The Senator plans to provide this correspondence to federal and state officials, including the U.S. Department of Justice, so they can determine whether Edison engaged in willful wrongdoing.
Senator Boxer said: "This correspondence leads me to believe that Edison intentionally misled the public and regulators in order to avoid a full safety review and public hearing in connection with its redesign of the plant.
"The correspondence shows that Edison knew they were not proceeding with a simple ‘like-for-like' replacement as they later claimed.
"In Edison's own words, ‘[t]his will be one of the largest steam generators ever built . . . It will require Mitsubishi Heavy Industries to evolve a new design beyond that which they currently have available'. . .[they] aren't ‘like-for like-replacements'. . . .
"Ultimately, Edison asserted that the replacement was ‘like-for-like', enabling them to avoid a full license review and a public hearing.
"The other shocking information I have learned from this correspondence is that Edison said if there were to be a failure of the steam generators due to tube wear and the need for tube plugging, this would be a ‘disastrous outcome.' Now that this precise failure has occurred, and there has been a leak of radioactive material, Edison claims that it could simply restart the nuclear plant at 70 percent capacity, and once again circumvent the full safety and licensing process. How could they first assert that tube failure would be a ‘disastrous outcome' and now claim that it is no big deal?
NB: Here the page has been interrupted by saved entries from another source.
PR #327, opened 2016-07-13
column: Allow limiting number of columns

JIghtuse:
Add new option `-m, --total-cols` (maybe someone can come up with better name) which allows to limit number of table columns in output.

I have one example when this can be useful, but I guess it is not the only. Let's suppose we want to get all IP addresses on our machines and corresponding interfaces in a table. To get it now one should:
- squeeze separators
- split and filter output
- use `column`
  
  ```
  $ ip -4 -o a | tr -s ' ' | cut -d' ' -f1-4 | column -t
  ```

The main reason it is hard is because we lost information about lengths of columns. We could assume addresses will have some specific length and use `colrm`:

```
    $ ip -4 -oneline a | column -t | colrm 35
```

But it is not reliable. Sometimes output will be truncated, sometimes we will get parts of the next column.

Meanwhile, `column` already has information about number and length of columns and it is not too hard to implement an option for this.
It can be used like this:

```
    $ ip -4 -o a | column -t -m 4
    1:  lo      inet  127.0.0.1/8
    2:  enp4s0  inet  10.10.10.2/24
    3:  enp5s0  inet  10.10.10.3/24
    5:  virbr0  inet  192.168.124.1/24
```

### DIFF
--- a/text-utils/column.c
+++ b/text-utils/column.c
@@ -74,7 +74,7 @@ static int input(FILE *fp, int *maxlength, wchar_t ***list, int *entries);
 static void c_columnate(int maxlength, long termwidth, wchar_t **list, int entries);
 static void r_columnate(int maxlength, long termwidth, wchar_t **list, int entries);
 static wchar_t *local_wcstok(wchar_t *p, const wchar_t *separator, int greedy, wchar_t **wcstok_state);
-static void maketbl(wchar_t **list, int entries, wchar_t *separator, int greedy, wchar_t *colsep);
+static void maketbl(wchar_t **list, int entries, wchar_t *separator, int greedy, wchar_t *colsep, ssize_t total_cols);
 static void print(wchar_t **list, int entries);
 
 typedef struct _tbl {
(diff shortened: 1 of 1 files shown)


karelzak:
Sounds good. 

The ugly thing is that we already have badly named --columns (= output width). 
Maybe I'll mark --columns as deprecated and add

--output-width <width>
--output-columns <n>

@kerolasa and @rudimeier any objection?

karelzak:
I'll very probably rewrite the column --table code to use libsmartcols. This solution allows to add many another features (trim, align columns, headers, JSON output, etc.)

 Then we can add for example --output-columns=<list> where the <list> is comma separated list with column numbers (--output-columns=1,2,4).

timofonic:
@karelzak Any news? This seems quite interesting to make output more flexible. Having alternative outputs would make it more easily parseable even for testing purposes :D

karelzak:
Ah, I've forgot to update this issue... we have a new column --table implementation and already released in version v2.30 and v2.31:-)

You can restrict number of columns, reorder columns and many many another things.
```
ip -4 -o a | ./column --table --table-columns LINE,NAME,TYPE,IP --table-hide 5,6,7,8,9,10,11,12,13,14
LINE  NAME  TYPE  IP
1:    lo    inet  127.0.0.1/8
2:    eno1  inet  192.168.111.7/24

```
the column names are optional. 

I'm going to improve --table-hide to be usable for all "unspecified columns" to make make it more usable for this usa-case.

karelzak:
since version v2.32:
```
ip -4 -o a | ./column --table --table-columns LINE,NAME,TYPE,IP --table-hide -
LINE  NAME  TYPE  IP
1:    lo    inet  127.0.0.1/8
2:    eno1  inet  192.168.111.7/24
```
and if you want to suppress header than add '-d'.

Issue #330, opened 2016-08-01
lsblk -J uses '\x##' for escaped characters in JSON output


Fordi:
`\x##`, while valid for Javascript, is not a valid escape code in JSON, and breaks compliant JSON parsers.  Fast workaround is to use `\u00##`. Better solution is to handle the short list of known escape codes, and `\u` for everything else.  See [the JSON spec](http://www.json.org/) under "string".

Fordi:
Created a fix.  See PR #331

PR #331, opened 2016-08-01
[Issue #330] Corrected JSON escaping for lsblk -J

Fordi:
I've implemented a fix for the bad JSON escaping in lsblk's output that also handles the shorthand cases for JSON escape sequences.  In non-JSON output, the old escaping method is used, though, since \u00## and all escape sequences I've handled in JSON here are also valid for both Bash and C99, you might combine them into a single impl that's compatible with all three target specs (e.g. escaped outputs would include, \u0001..\u0007, \b, \t, \n, \u000b, \f, \r, \u000e..\u001f, \", \u0024, \\\\, \u0060).


karelzak:
I have merged all to the one patch and clean up it. It would be nice if you can review & re-test it. See commit 1ca2661bb8c4021aac2130536d846d6276448f53.

Thanks!

Fordi:
Works as expected!  Thanks!

PR #333, opened 2016-08-10
libmount: Preserve empty string value in optstr parsing

### LINKED ISSUE #332: Mount program drops '=' in mount options with empty values
Recent mount (since the switch to libmount in v2.22) drops the '=' in mount options that are set to an empty value.  For example, the command line below will be affected:

```
# mount -o rw,myopt='' -t tmpfs tmpfs /mnt/tmp
```

Looking at the underlying syscall with strace shows the '=' gets dropped:

```
# strace -e mount ./mount -t tmpfs -o rw,myopt='' tmpfs /mnt/tmp
mount("tmpfs", "/mnt/tmp", "tmpfs", MS_MGC_VAL, "myarg") = -1 EINVAL (Invalid argument)
```

(This probably hasn't come up before since empty string as a value might be quite uncommon... It turns out I bumped into a case where this is relevant.)

Commit to fix it coming shortly.

@karelzak

filbranden:
Recent mount (since the switch to libmount in v2.22) drops the '=' in mount options that are set to an empty value.  For example, the command line below will be affected:

```
# mount -o rw,myopt='' -t tmpfs tmpfs /mnt/tmp
```

Fix that by preserving an empty string in the options passed to the mount(2) syscall when they are present on the command line.

Add test cases to ensure empty string handling is working as expected and in order to prevent regressions in the future.

Also tested manually by stracing mount commands (on a kernel which accepts a special extra option, for testing purposes.)

Before this commit:

```    
# strace -e mount ./mount -t tmpfs -o rw,myopt='' tmpfs /mnt/tmp
mount("tmpfs", "/mnt/tmp", "tmpfs", MS_MGC_VAL, "myarg") = -1 EINVAL (Invalid argument)
```
    
After this commit:

```
# strace -e mount ./mount -t tmpfs -o rw,myopt='' tmpfs /mnt/tmp
mount("tmpfs", "/mnt/tmp", "tmpfs", MS_MGC_VAL, "myopt=") = 0
```
    
All test cases pass, including newly added test cases.  Also checked them with valgrind using:

```
$ tests/run.sh --memcheck libmount/optstr
```

Fixes #332.

@karelzak

### DIFF
--- a/libmount/src/optstr.c
+++ b/libmount/src/optstr.c
@@ -185,7 +185,7 @@ static int __mnt_optstr_append_option(char **optstr,
 	sz = osz + nsz + 1;		/* 1: '\0' */
 	if (osz)
 		sz++;			/* ',' options separator */
-	if (vsz)
+	if (value)
 		sz += vsz + 1;		/* 1: '=' */
 
 	p = realloc(*optstr, sz);
@@ -201,7 +201,7 @@ static int __mnt_optstr_append_option(char **optstr,
 	memcpy(p, name, nsz);
 	p += nsz;
 
-	if (vsz) {
+	if (value) {
 		*p++ = '=';
 		memcpy(p, value, vsz);
 		p += vsz;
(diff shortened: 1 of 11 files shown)


filbranden:
Thank you for the very quick turnaround! :-)

PR #347, opened 2016-09-15
libsmartcols: print newline instead of linesep for last line

ignatenkobrain:


ignatenkobrain:
Though I'm not completely sure if this is correct fix. Probably it will be better to not print any separator in `fput_line_close()` and print newline at the end of `scols_table_print()`... I didn't test this approach for JSON or other outputs.

karelzak:
Should be fixed now.

PR #348, opened 2016-09-16
dmesg: remove dead code

milabs:


karelzak:
This is result of any static analyser, right? :-)

The patch is correct, but I'd like to keep the code robust for any future extensions and changes.

milabs:
@karelzak It's not the result of the static analyzer but the result of reading the code by my self. It's not the problem is case of robustness the code, you are right.

PR #357, opened 2016-09-21
Use const qualifier where it's possible

ignatenkobrain:


ignatenkobrain:
Some of functions like `scols_line_next_child()`, `scols_line_get_cell()` are still not accepting const, because we return pointer to const struct data (using `&`), there are several ways to fix this:
* Don't do anything
* Use pointer for member in struct (but this requires to allocate/deallocate memory explicitly)
* Somehow find solution to use const pointer (e.g. `struct libscols_cell * const ce`), but I was not able to cast it properly

karelzak:
I think "Don't do anything" is a good choice :-)

PR #366, opened 2016-10-21
tests: consolidate rmmod scsi_debug

rudimeier:
- auto cleanup on test exit
 - Add smart timeout: Newer openSUSE systems on OBS failed to rmmod
   almost always. udevadm settle does not seem to have any affect.
 - now tests will fail if rmmod fails

### DIFF
--- a/tests/functions.sh
+++ b/tests/functions.sh
@@ -463,6 +463,8 @@ function ts_cleanup_on_exit {
 		ts_device_deinit "$dev"
 	done
 	unset TS_LOOP_DEVS
+
+	ts_scsi_debug_rmmod
 }
 
 function ts_image_md5sum {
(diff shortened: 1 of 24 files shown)


karelzak:
Is the way how we use the module safe from parallel execution point of view? .. (especially if we want to care about rmmod). 

Would be more safe to use flock, or so?

rudimeier:
It's not yet safe to run in parallel (as most other root checks are not). I've added the rmmod function only to try hard to unload the module before test exists and to let the test fail if it's not able to unload. (Note the init function still skips the test if it's not able to unload/load, because it's not the fault of the newly started test that scsi_debug is still used or something.) 

But this  new "rmmod" function  plus the existing "init" function should make it more simple to add a lock for scsi_debug.

PR #383, opened 2016-12-17
docs: replace FTP by HTTPS in kernel.org URLs

flashcode:
The FTP server on kernel.org seems down for me. I don't know if it's something broken, or if it's down for good.
I think using HTTPS instead of the old and unsecure FTP protocol is a better choice anyway.

This PR replaces all links to `ftp://ftp.kernel.org/` by `https://www.kernel.org/`.

If ever FTP is the preferred choice anyway to access the packages and ChangeLogs, please just ignore this PR.

Thanks.

### DIFF
--- a/Documentation/howto-man-page.txt
+++ b/Documentation/howto-man-page.txt
@@ -183,6 +183,6 @@ Fred Foobar
 .BR bar (8)
 .SH AVAILABILITY
 The example command is part of the util-linux package and is available from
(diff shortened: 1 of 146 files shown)


karelzak:
Yes, it seems ftp:// is useless in some cases and for some clients (browsers), but is there reason to use https:// rather than http:// ?

Would be better to use more common protocol? I guess security is not so important in this case.

karelzak:
Ah... it is URL to download page, security makes sense :-)

karelzak:
Merged. Thanks!

PR #390, opened 2017-01-04
disk-utils/mkfs.minix: Set ninodes after checking max

n3world:
ninodes in the superblock needs to be set after inodes is checked
against MINIX_MAX_INODES otherwise a value larger than MINIX_MAX_INODES
can be attempted to be stored in the superblock.

Without this change the command "mkfs.minix -2 -i 65530 <dev>" would
write a minix superblock with ninodes set to 0.

Signed-off-by: Nate Clark <nate@neworld.us>


karelzak:
Thanks (and extra thanks for the test :-)

PR #391, opened 2017-01-04
libblkid/minix: Swap partitions can be mistaken as minix

n3world:
Swap partitions with a uuid which contains a minix magic number can be mistaken by blockid as minix partitions. This causes blockid to error out with a message like "/dev/sdb3: ambivalent result (probably more filesystems on the device, use wipefs(8) to see more details)"

These patches try to make it less likely for a swap partition or other partition to be mistaken as a minix partition.
A v1 or v2 offending uuid will look like 35f1f264-<minix magic>-471a-bc85-acc9f4bc04a3 where minix magic is one of 137f, 7f13, 138f, 8f13, 2468, 6824, 2478 or 7824.


karelzak:
Thanks!

PR #2835, opened 2024-03-10
dmesg: print object closing brace while waiting for next message

t-8ch:
Allow incremental parsers to process the full object as it is written by dmesg.

An alternative would be to always flush the stream in `ul_jsonwrt_close()` as it wouldn't need special calls in all programs.
OTOH we would be flushing unnecessarily most of the time.


sys-utils/dmesg.c
```diff
@@ -1344,10 +1344,12 @@ static void print_record(struct dmesg_control *ctl,
 
 done:
 	free(mesg_copy);
-	if (ctl->json)
+	if (ctl->json) {
 		ul_jsonwrt_object_close(&ctl->jfmt);
-	else
+		ul_jsonwrt_flush(&ctl->jfmt);
```
karelzak, line 1349: What about to add `if (ctl->follow)` before the flash? It will reduce overhead for normal usually use cases.

t-8ch: Done

karelzak:
Merged as https://github.com/util-linux/util-linux/commit/5740148a20be4ac84884c342199d90553c90f04d

PR #2840, opened 2024-03-15
findmnt: remove deleted option from manual

zeha:
Bug-Debian: 1066843

Reported-by: Francesco Potortì <Potorti@isti.cnr.it>


karelzak:
Merged as: https://github.com/util-linux/util-linux/commit/c7323f0954bf97c4bd8575f416c9ced258e3723a
I did a local rebase before pushing (due to a change in another patch), so GitHub could not detect that this PR had already been merged.

PR #2847, opened 2024-03-19
ci: reduce aslr level to avoid issues with ASAN

t-8ch:
As we have multiple different configurations using ASAN just disable it for all of them.


karelzak:
merged as https://github.com/util-linux/util-linux/commit/c74ccea0af4d0354be60cece679b63de7f06400d
I did a local rebase before pushing (due to a change in another patch), so GitHub lost the ability to detect that this PR had already been merged.

PR #2848, opened 2024-03-19
ci: use clang 18

t-8ch:


karelzak:
The patch 0477ce4805de4f0f01e98b04ed9acf4168ed805e (lscpu change) also merged to stable/v2.40

Issue #2837, opened 2024-03-12
mount(8): treat `-o $option=` as `FSCONFIG_SET_STRING` in new mount api


brauner:
Users reported issues on filesystems that support mount options that can optionally be empty. An example is `ext4`'s `usrjquota` mount option. Currently `mount(8)` translates both:

```
mount -o usrjquota= /dev/sda mnt
```

and

```
mount -o usrjquota /dev/sda /mnt
```

to

```
fsconfig(..., FSONFIG_SET_FLAG, "usrjquota", NULL, ...);
```

which will cause that mount to fail. `mount(8)` should detect and translate `usrjquota=` to `FSCONFIG_SET_STRING`:

```
fsconfig(..., FSCONFIG_SET_STRING, "usrjquota", "", ...);
```

PR #2849, opened 2024-03-20
libmount: make sure "option=" is used as string

karelzak:
mount(8) cares about case when option specified as "name=" (it means without data). See for example 727c689908c5e68c92aa1dd65e0d3bdb6d91c1e5.

We need this also for new mount API and use FSCONFIG_SET_STRING rather than FSCONFIG_SET_FLAG.

strace -e fsconfig ./mount -o usrjquota= /dev/sdc1 /mnt/test

Old:
fsconfig(3, FSCONFIG_SET_STRING, "source", "/dev/sdc1", 0) = 0 fsconfig(3, FSCONFIG_SET_FLAG, "usrjquota", NULL, 0) = -1 EINVAL (Invalid argument)

Fixed:
fsconfig(3, FSCONFIG_SET_STRING, "source", "/dev/sdc1", 0) = 0 fsconfig(3, FSCONFIG_SET_STRING, "usrjquota", "", 0) = 0

Fixes: https://github.com/util-linux/util-linux/issues/2837

### DIFF
--- a/libmount/src/hook_mount.c
+++ b/libmount/src/hook_mount.c
@@ -224,6 +224,9 @@ static int configure_superblock(struct libmnt_context *cxt,
 			/* Ignore VFS flags, userspace and external options */
 			continue;
 
+		if (!value && mnt_opt_is_sepnodata(opt))
+			value = "";	/* force use the value as string */
+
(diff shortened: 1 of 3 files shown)


brauner (approved):

karelzak:
Merged also into v2.40.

"Given this new information, it is clear to me that in order for this nuclear plant to even be considered for a restart in the future all investigations must be completed and a full license amendment and public hearing process must be required. This is simply a common sense approach."
The San Onofre plant has been shut down since January 2012 due to tube damage and a leak of radioactive material. It is still shut down, but Edison is pushing for a quick restart.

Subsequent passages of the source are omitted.